Your best bet is to have plastisol transfers made of each size and heat press them on as you need them. We print transfers but you need to special request them.


----------



## trendlogo (Oct 16, 2007)

I use fmexpressions.com for plastisol transfers. You can fit quite a few tags on a sheet - 4 sheet sizes to choose from. Never had a problem with bleed-through.


----------



## flamer (Dec 28, 2009)

Why is platisol better than screen printing? i understand they are very similar, but buying a one off screen that could last me for quite some time seems a lot better solution than paying someone for every label?


----------



## splathead (Dec 4, 2005)

While not impossible, it's very difficult to heat press plastisol ink. You have to be very careful as it can get messy and if ink gets on your platen, it's very difficult to get off.

Using an ink similar in color to the shirt is a trick to avoid bleed-through. Dark gray on black, light gray or beige on white, etc.

If you do go the route of circling the size, use a rubber stamp dipped in your plastisol ink. Have one made at office depot with just a circle on it. 

I use screens now, but when i first started out I made my label screens with this: EZScreenPrint - SCREEN PRINTING IN LESS THAN AN HOUR!

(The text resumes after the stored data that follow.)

PR #180, opened 2016-12-02
Integrating the new account creds api for getting account information

anumahadevan:
Adding the new account credentials api - https://qa3.qubole.net/api/v1.2/accounts/creds instead of get_creds api call.


qds_sdk/commands.py
```diff
@@ -228,9 +228,9 @@ def get_results(self, fp=sys.stdout, inline=True, delim=None, fetch=True):
         else:
             if fetch:
                 storage_credentials = conn.get(Account.credentials_rest_entity_path)
-                boto_conn = boto.connect_s3(aws_access_key_id=storage_credentials['storage_access_key'],
-                                            aws_secret_access_key=storage_credentials['storage_secret_key'],
-                                            security_token = storage_credentials['session_token'])
+                boto_conn = boto.connect_s3(aws_access_key_id=storage_credentials.get('storage_config').get('access_key'),
+                                            aws_secret_access_key=storage_credentials.get('storage_config').get('secret_key'),
+                                            security_token = storage_credentials.get('storage_config').get('session_token'))
```
tanishgupta1: Is this the v2 version of api we are using for getting account credentials ?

Cost came to $5 per size as I cut each sheet in half and used each half for a size. If you use waterbased ink, wash up is a breeze and then you could use your heat press to cure. Or use an ink like Union which air dries.


----------



## trendlogo (Oct 16, 2007)

Say my label is 2"x1". I can fit 48 labels on a 9"x12.75" sheet from f&m. I order 144 sheets @ .84/sheet = $120.96. That's 48 x 144 = 6,912 labels for $120.96. Less than 2 cents a label. It takes 7 seconds to press the label into the shirt with no setup and no mess. Press them as you need them.


----------



## TshirtGuru (Jul 9, 2008)

splathead said:


> While not impossible, it's very difficult to heat press plastisol ink. You have to be very careful as it can get messy and if ink gets on your platen, it's very difficult to get off.
> 
> Using an ink similar in color to the shirt is a trick to avoid bleed-through. Dark gray on black, light gray or beige on white, etc.
> 
> ...


It's not difficult to press plastisol transfers. You place the plastisol transfer facing downwards and press. Simple as that really.


----------



## splathead (Dec 4, 2005)

TshirtGuru said:


> It's not difficult to press plastisol transfers. You place the plastisol transfer facing downwards and press. Simple as that really.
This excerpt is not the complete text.